Date: 14/11/2015 04:44:25
From: The_observer
ID: 800803
Subject: Present Rate of Warming

“But our current temperatures are increasing much faster than in the past”

Idea of slow climate change in the past is flawed, researchers say
Nov. 11, 2015

NUREMBERG, Germany, Nov. 11 (UPI) — Climate scientists have mostly been operating under the assumption that climate change in the past happened at a much slower pace than the changes being witnessed today. But researchers in Germany say that assumption is false.

Though the scarcity of proper geologic records inhibits the study of climate changes over short periods of prehistoric time, it’s a mistake to assume the absence of rapid change. Accelerated climate change in the past, scientists from the University of Erlangen-Nuremberg argue, may be invisible, but it’s not absent.

As explained in new paper on the subject, published in the journal Nature Communications, the issue is perspective.

Modern climate change is studied in precise increments of time, allowing researchers to see the sharp rise in temperature and greenhouse gas concentrations. But periods of climatic change from the past are viewed with a wide angle lens.
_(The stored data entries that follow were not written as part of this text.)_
Issue #194, opened 2024-01-23
PSF format for ZOGY


guynir42:
When running sextractor / PSFex we get a PSF object with a certain format. 
Other algorithms like ZOGY provide a simpler PSF result (often, this is just a single image of the PSF). 
We should expand the PSF object to be able to use this information. 
The use case (which is not urgent right now), is that a difference image from ZOGY will have a PSF that can be used downstream. Right now we don't use the PSF in the downstream of the difference image, so it doesn't really matter.

guynir42:
Related to #242

rknop:
Now that ImagePSF exists, zogy should use that.

PR #213, opened 2024-03-06
Measurements

guynir42:
The data model for Measurements and the associated pipeline step "measuring" are implemented.


guynir42:
@rknop there are still some issues with the tests that I will figure out next week, but I think the new code is not directly responsible for that. You can already start reviewing.

models/image.py
```diff
@@ -161,11 +157,16 @@ def new_image(self, value):
             raise ValueError('Do not assign None to new_image. Simply clear the upstream_images list.')
         if not isinstance(value, Image):
             raise ValueError("The new_image must be an Image object.")
-        if len(self.upstream_images) != 2:
-            raise ValueError("This only works for subtractions with exactly two upstream images.")
+        if len(self.upstream_images) not in [1, 2]:
+            raise ValueError("This only works for subtractions that have one or two upstream images.")
```
rknop, line 161: How can a subtraction only have one upstream image?

models/image.py
```diff
@@ -1728,6 +1735,17 @@ def get_downstreams(self, session=None):
 
             return downstreams
 
+    def get_psf(self):
+        """Load the PSF object for this image.
+
+        If it is a sub image, it will load the PSF from the new image.
```
rknop, line 1741: Note that this does hardcode the assumption that it's only the reference image we're convolving if the sub doesn't have its own PSF.  Generally that's what I do in alard-lupton subtractions, but I don't know if we want to bake that in.

models/measurements.py
```diff
@@ -40,9 +47,257 @@ class Measurements(Base, AutoIDMixin, SpatiallyIndexed):
...
+
+    mjd = association_proxy('cutouts', 'sources.image.mjd')
+
+    exp_time = association_proxy('cutouts', 'sources.image.exp_time')
+
+    filter = association_proxy('cutouts', 'sources.image.filter')
+
+    @property
+    def mag_psf(self):
+        return -2.5 * np.log10(self.flux_psf) + self.zp.zp  # what about aperture correction?
```
rknop, line 96: psf photometry shouldn't need aperture correction.  (Assuming the zp is a full-psf zp, not an aperture zp... I'm pretty sure we did it that way.  It's the most sane thing to do, but is *not* what the lensgridner pipeline does.)

models/measurements.py
```diff
@@ -40,9 +47,257 @@ class Measurements(Base, AutoIDMixin, SpatiallyIndexed):
...
+        return self.cutouts.sources.image.get_psf().get_clip(x=self.cutouts.x, y=self.cutouts.y)
+
+    @property
+    def pixel_scale(self):
+        return self.cutouts.sources.image.new_image.wcs.get_pixel_scale()
+
+    background = sa.Column(
+        sa.Float,
+        nullable=False,
+        doc="Background of the measurement, from a local annulus. Given as counts per pixel. "
```
rknop, line 148: Going back to my comment on measurements where we want to have the ability to do photometry without using an annulus, you could either make the background Null in that case, or make the background 0 and the background_err 0.  We'd have to think about whether setting both to 0 were enough, or if that might cause issues somewhere down the road.

pipeline/data_store.py
```diff
@@ -16,15 +16,15 @@
...
+    'exposure': [],  # no upstreams
     'preprocessing': ['exposure'],
     'extraction': ['preprocessing'],
     'astro_cal': ['extraction'],
     'photo_cal': ['extraction', 'astro_cal'],
     'subtraction': ['reference', 'preprocessing', 'extraction', 'astro_cal', 'photo_cal'],
     'detection': ['subtraction'],
     'cutting': ['detection'],
-    'measurement': ['detection', 'photo_cal'],
+    'measuring': ['cutting'],
```
rknop, line 27: This isn't important, but... we're mixing different kinds of nouns here (gerunds and non-gerunds).  We have subtraction instead of subtracting, but then measuring instead of measurement.

improc/photometry.py
```diff
@@ -0,0 +1,332 @@
...
+
+        # Create the circle
+        xgrid, ygrid = np.meshgrid(np.arange(self.imsize), np.arange(self.imsize))
+        xgrid = xgrid - self.imsize // 2 - x
+        ygrid = ygrid - self.imsize // 2 - y
+        r = np.sqrt(xgrid ** 2 + ygrid ** 2)
+        im = 1 + self.radius - r
+        im[r <= self.radius] = 1
+        im[r > self.radius + 1] = 0
+        # TODO: improve this with a better soft-edge function
```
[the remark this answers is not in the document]
rknop: (Issue #228)

improc/photometry.py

“Today we can measure the smallest fluctuations in climate whenever they occur,” climate scientist Kilian Eichenseer explained in a press release. “Yet when we look at geological history we’re lucky if we can determine a change in climate over a period of ten thousand years.”
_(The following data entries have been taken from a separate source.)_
PR #220, opened 2024-03-19
REJECT - Add empty file to test git workflow 

whohensee:
Just testing pushing and automated tests.


whohensee:
usage of print() has been replaced with _logger.debug() from models.base. The following edge-cases remain
- in docs/datastorage.md, print() is used. I have left it untouched because it appears to be trying to be minimalistic for demonstration purposes.
- I have left untouched anything in nersc-upload-connector/
- I also searched using `grep -lr "sys.std"` and found a single case of it being used in models/base.py, but it was not using the write() method, so I don't think it is relevant.

rknop (approved):
This seems straightforward enough.

guynir42:
@whohensee please do `git fetch upstream` and `git merge upstream/main` to update to the newest version, then the "changed files" will only include the things you've actually changed.

PR #56, opened 2017-10-22
parse: don't panic on empty strings

### LINKED ISSUE #55: panic when parsing an empty string
`let x: Result<Decimal, Error> = "".parse()` panics. It looks like the implementation assumes the string is non-empty.

BurntSushi:
Fixes #55


paupino:
Thanks for the contribution! Looks good.

PR #64, opened 2017-11-10
Speed up same scale comparison

arkaitzj:
This change allows for fast cmp as long as you keep your decimals to the same scale.

115ns per comparison vs 22ns per comparison in my laptop.


paupino:
Good timing; I've got a PR coming soon which should further assist with different scales also.

Issue #52, opened 2017-10-10
Optimize div operation


paupino:
The current implementation of `div` focused on correctness over performance therefore can use some optimization.

Current benchmarks on 2.3GHz i7, 16GB DDR3, macOS High Sierra:
```
test bench_decimal_div ... bench:  47,344,736 ns/iter (+/- 6,536,510)
```

paupino:
Will try to reduce dependency on BigInt's etc across `rescale` and `round_dp` during this.

paupino:
New numbers:
```
test bench_decimal_div ... bench:   3,961,951 ns/iter (+/- 328,683)
```

paupino:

Eichenseer and his colleagues say the speed of climate change in the past was likely similar to today. It isn’t the rate of climate change that’s changed, but our view of time.

Maximum rates of climate change are systematically underestimated in the geological record

David B. Kemp, Kilian Eichenseer & Wolfgang Kiessling

Nature Communications 6, Article number: 8890 doi:10.1038/ncomms9890
Received 29 May 2015 Accepted 02 October 2015 Published 10 November 2015

Abstract

Recently observed rates of environmental change are typically much higher than those inferred for the geological past. At the same time, the magnitudes of ancient changes were often substantially greater than those established in recent history. The most pertinent disparity, however, between recent and geological rates is the timespan over which the rates are measured, which typically differ by several orders of magnitude. Here we show that rates of marked temperature changes inferred from proxy data in Earth history scale with measurement timespan as an approximate power law across nearly six orders of magnitude (102 to >107 years). This scaling reveals how climate signals measured in the geological record alias transient variability, even during the most pronounced climatic perturbations of the Phanerozoic. Our findings indicate that the true attainable pace of climate change on timescales of greatest societal relevance is underestimated in geological archives.

extract from Introduction

Determining the pace and magnitude of ancient climate change is reliant on the accuracy and validity of palaeotemperature proxies, the accuracy of dating methods and the fidelity of the stratigraphic record for recording climate.. These considerations temper the ability to compare directly ancient and modern rates of change. Nevertheless, the clearest disparity between recent and geological assessments of climate change is the attainable temporal resolution at which changes can be identified and rates determined. A compilation of 194 published oceanic and continental temperature changes spanning the Ordovician period (476 Myr ago) to the present provides a holistic picture of the attainable magnitude and rate of both warming and cooling episodes through Earth history across a range of measurement timespans. We demonstrate that magnitudes and rates of geological temperature changes in this compilation exhibit power law scaling with timespan, emphasising how geological data alias short-term climate variability. Consequently, the true attainable pace of ancient climate change may be commonly underestimated, compromising our understanding of the relative pace (and severity) of both ancient and recent climate change.

extract from Discussion

Analysis and discussion of geological and recent climate variability has hitherto failed to acknowledge timespan-dependent scaling as a first order control on the observable magnitude and rate of climate change. This has consequences for accurately assessing the impacts of climate change on life. For example, the niche evolution of vertebrates, inferred from ancestor–descendant comparisons over millions of years, has been contrasted with projected rates of climate change in this century to conclude that the rate of warming exceeds the adaptive potential of animals by orders of magnitude. Our work indicates instead that geological episodes of climatic or evolutionary change likely fail to capture the true pace of changes on timescales of most relevance for understanding the impact of similar changes today. Implicitly, our findings also mean that caution must be exercised when describing recent temperature changes as unprecedented in the context of geological rates. If rates of change are to be meaningfully interpreted, then the measurement timespan must be explicitly specified.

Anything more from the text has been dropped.